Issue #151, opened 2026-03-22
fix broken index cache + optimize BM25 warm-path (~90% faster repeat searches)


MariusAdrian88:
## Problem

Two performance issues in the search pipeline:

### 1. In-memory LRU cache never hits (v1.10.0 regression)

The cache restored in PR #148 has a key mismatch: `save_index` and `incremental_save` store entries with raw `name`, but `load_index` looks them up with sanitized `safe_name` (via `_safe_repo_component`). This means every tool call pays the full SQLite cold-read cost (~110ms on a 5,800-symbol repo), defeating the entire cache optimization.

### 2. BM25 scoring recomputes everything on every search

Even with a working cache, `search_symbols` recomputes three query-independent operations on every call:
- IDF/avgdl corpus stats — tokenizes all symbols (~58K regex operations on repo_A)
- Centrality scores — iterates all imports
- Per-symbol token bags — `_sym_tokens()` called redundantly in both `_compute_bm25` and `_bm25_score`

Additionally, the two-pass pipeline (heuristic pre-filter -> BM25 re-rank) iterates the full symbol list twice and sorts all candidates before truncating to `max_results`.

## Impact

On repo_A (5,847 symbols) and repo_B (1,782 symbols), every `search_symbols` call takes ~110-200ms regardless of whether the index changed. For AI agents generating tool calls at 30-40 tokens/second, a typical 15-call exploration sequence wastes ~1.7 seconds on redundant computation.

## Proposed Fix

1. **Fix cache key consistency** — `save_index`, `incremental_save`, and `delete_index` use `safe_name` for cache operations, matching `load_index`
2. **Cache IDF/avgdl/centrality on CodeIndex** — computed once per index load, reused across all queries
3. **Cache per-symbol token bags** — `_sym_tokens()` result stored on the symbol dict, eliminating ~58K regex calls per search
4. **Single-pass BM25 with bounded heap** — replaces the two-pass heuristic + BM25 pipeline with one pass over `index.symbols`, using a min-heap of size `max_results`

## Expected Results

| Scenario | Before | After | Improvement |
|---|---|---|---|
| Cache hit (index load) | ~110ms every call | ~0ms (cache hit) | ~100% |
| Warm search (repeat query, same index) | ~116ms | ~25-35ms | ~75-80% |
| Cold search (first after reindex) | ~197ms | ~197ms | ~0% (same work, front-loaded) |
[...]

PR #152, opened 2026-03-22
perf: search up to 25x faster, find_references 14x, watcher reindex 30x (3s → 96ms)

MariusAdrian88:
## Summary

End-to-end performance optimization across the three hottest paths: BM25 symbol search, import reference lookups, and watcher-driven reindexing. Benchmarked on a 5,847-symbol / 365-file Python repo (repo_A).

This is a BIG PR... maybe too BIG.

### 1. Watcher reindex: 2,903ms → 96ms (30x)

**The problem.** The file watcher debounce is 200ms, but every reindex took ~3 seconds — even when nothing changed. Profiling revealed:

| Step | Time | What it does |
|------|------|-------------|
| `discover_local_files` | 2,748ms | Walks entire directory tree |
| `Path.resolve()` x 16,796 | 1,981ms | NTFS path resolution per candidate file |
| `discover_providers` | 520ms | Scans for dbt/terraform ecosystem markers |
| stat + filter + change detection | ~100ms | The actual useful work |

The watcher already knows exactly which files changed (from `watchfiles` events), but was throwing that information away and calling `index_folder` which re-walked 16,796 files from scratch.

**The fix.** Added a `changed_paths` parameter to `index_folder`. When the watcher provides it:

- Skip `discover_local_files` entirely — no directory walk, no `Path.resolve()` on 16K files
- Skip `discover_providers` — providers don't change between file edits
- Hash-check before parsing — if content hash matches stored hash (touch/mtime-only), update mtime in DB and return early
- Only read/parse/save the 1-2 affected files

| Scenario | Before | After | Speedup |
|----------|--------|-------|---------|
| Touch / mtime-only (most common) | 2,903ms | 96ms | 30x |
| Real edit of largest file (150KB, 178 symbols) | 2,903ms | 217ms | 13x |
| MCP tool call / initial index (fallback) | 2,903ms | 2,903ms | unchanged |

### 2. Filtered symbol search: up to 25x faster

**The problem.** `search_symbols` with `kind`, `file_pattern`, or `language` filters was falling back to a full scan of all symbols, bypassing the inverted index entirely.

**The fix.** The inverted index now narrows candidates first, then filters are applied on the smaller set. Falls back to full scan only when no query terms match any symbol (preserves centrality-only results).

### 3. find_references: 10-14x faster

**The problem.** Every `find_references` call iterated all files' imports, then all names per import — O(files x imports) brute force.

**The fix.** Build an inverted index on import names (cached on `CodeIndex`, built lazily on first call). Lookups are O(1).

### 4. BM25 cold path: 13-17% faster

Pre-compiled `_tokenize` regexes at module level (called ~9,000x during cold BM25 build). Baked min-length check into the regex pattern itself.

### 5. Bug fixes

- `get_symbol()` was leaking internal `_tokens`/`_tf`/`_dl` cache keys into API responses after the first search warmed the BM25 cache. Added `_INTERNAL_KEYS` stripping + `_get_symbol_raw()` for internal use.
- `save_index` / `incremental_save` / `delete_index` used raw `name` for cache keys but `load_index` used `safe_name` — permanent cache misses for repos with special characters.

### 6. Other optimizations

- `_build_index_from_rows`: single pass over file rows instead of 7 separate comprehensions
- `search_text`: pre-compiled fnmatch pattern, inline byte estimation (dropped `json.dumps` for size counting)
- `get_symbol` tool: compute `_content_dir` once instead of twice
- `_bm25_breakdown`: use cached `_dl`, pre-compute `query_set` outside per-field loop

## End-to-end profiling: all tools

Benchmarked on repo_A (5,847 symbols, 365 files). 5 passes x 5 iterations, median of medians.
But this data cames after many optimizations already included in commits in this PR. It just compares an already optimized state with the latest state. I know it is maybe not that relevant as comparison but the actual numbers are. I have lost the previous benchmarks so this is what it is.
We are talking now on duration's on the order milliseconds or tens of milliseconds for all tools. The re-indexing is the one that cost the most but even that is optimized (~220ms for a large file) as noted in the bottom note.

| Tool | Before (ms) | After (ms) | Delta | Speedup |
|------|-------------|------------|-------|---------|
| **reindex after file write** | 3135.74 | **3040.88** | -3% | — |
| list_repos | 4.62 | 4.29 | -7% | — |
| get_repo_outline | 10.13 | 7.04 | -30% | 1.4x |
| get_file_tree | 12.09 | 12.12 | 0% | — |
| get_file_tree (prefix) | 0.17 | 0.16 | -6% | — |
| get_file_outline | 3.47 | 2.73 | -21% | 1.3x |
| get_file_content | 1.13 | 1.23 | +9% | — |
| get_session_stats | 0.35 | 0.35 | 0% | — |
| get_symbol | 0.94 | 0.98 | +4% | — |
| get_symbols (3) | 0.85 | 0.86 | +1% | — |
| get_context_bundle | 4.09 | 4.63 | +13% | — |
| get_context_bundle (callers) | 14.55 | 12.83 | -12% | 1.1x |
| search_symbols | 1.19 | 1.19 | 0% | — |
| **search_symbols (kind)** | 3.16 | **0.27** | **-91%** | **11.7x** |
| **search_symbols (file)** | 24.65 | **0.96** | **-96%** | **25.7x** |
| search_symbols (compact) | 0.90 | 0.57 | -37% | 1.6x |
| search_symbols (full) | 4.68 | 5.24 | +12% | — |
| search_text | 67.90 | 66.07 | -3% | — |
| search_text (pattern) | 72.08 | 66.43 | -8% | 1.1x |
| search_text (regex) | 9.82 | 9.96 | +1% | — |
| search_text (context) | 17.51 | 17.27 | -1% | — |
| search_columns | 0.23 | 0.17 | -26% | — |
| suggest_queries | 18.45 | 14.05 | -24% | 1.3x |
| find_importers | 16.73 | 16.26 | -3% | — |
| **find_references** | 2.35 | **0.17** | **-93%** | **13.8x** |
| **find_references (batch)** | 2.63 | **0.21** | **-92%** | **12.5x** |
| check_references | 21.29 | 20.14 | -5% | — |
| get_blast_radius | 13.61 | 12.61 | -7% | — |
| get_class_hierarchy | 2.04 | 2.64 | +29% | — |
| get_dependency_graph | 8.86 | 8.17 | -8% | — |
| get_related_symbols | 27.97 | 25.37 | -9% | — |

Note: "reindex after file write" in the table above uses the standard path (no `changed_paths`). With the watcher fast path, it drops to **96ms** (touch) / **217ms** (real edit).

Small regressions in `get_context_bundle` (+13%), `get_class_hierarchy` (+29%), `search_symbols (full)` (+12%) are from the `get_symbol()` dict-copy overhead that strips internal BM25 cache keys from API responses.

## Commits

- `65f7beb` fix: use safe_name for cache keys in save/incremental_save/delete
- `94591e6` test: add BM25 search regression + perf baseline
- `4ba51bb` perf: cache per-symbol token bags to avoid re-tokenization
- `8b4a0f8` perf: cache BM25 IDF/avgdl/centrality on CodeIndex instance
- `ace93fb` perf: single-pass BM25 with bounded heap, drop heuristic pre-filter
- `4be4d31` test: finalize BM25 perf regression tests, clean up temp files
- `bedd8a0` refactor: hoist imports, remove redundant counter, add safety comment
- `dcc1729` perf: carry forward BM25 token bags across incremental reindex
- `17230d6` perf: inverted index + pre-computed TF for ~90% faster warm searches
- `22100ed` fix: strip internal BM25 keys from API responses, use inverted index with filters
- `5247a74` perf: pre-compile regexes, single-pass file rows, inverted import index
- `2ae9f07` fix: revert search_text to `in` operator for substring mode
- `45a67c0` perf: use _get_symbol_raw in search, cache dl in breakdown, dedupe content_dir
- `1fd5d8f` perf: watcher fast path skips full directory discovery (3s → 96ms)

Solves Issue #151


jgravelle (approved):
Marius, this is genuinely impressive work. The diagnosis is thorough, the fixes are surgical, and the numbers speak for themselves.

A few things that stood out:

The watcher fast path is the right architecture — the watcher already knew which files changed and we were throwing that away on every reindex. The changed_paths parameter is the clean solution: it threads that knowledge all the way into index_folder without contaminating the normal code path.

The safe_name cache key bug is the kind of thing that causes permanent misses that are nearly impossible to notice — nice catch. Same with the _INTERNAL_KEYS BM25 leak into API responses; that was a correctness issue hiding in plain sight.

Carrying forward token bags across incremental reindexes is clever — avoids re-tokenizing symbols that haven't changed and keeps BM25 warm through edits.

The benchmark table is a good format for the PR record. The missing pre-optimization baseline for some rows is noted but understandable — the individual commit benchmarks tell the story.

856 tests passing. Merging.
--*--
WORK ORDER
Reproduce, please, the lines of the material from its first line down to the line containing "- Per-symbol token", keeping both ends and nothing beyond them.

REPLY
Issue #151, opened 2026-03-22
fix broken index cache + optimize BM25 warm-path (~90% faster repeat searches)


MariusAdrian88:
## Problem

Two performance issues in the search pipeline:

### 1. In-memory LRU cache never hits (v1.10.0 regression)

The cache restored in PR #148 has a key mismatch: `save_index` and `incremental_save` store entries with raw `name`, but `load_index` looks them up with sanitized `safe_name` (via `_safe_repo_component`). This means every tool call pays the full SQLite cold-read cost (~110ms on a 5,800-symbol repo), defeating the entire cache optimization.

### 2. BM25 scoring recomputes everything on every search

Even with a working cache, `search_symbols` recomputes three query-independent operations on every call:
- IDF/avgdl corpus stats — tokenizes all symbols (~58K regex operations on repo_A)
- Centrality scores — iterates all imports
- Per-symbol token bags — `_sym_tokens()` called redundantly in both `_compute_bm25` and `_bm25_score`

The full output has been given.